PR #202, opened 2023-12-14
Add meshnet rules to FirewallManager

bartoszWojciechO:


daemon/firewall/firewall_manager.go
```diff
@@ -39,10 +56,111 @@ func NewFirewallManager(devices device.ListFunc,
...
+		iptablesmanager.Input,
+		iptablesmanager.IPv4,
+		fmt.Sprintf("-s %s/32 -j ACCEPT", peer.Address),
+		MeshnetIncoming)
+
+	if err := f.iptablesManager.InsertRule(rule); err != nil {
+		return fmt.Errorf("allowing incoming traffic for peer: %w", err)
+	}
+
+	f.allowIncomingRules[peer.UID] = meshIncomingRule{
```
mariusSincovici, line 105: What would happen if one of the `InsertRule` will fail until reaching here, so some of the rules will be set but not saved in the list? Will it be possible to remove the already added rules?

bartoszWojciechO: For now the rules will remain. Depending on how the new layer is integrated, it might be possible to remove them. I want to add some sort of cleanup on failure after all the kinds of rules are implemented(to generalize it if possible).

piotrjurkiewicz (approved):

mariusSincovici (approved):

PR #203, opened 2023-12-14
Add tests for nicknames(PR 3)

mariusSincovici:
* remove duplicate classes and move them into mock package
* when a nickname is set, check with DNS resolver no to already be assigned
* add tests to setting the nickname


meshnet/server.go
```diff
@@ -1340,22 +1339,37 @@ func (s *Server) RenamePeer(
 		}, nil
 	}
 
-	if req.Nickname == "" && peer.Nickname == "" {
-		log.Println(internal.InfoPrefix, "peer doesn't have a nickname")
+	if req.Nickname == "" {
+		if peer.Nickname == "" {
+			log.Println(internal.InfoPrefix, "peer doesn't have already a nickname")
```
keliramu, line 1344: Is this remove nickname when it is not set situation? Should be say to the user about that instead pretending that operation succeeded?

bartoszWojciechO (approved):

meshnet/server.go
mariusSincovici: changed and will return an error in this case

piotrjurkiewicz (approved):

* _Directions_:
Every line in the listing that holds "them" belongs in the answer.

* _Exercise solution_:
bartoszWojciechO: For now the rules will remain. Depending on how the new layer is integrated, it might be possible to remove them. I want to add some sort of cleanup on failure after all the kinds of rules are implemented(to generalize it if possible).
* remove duplicate classes and move them into mock package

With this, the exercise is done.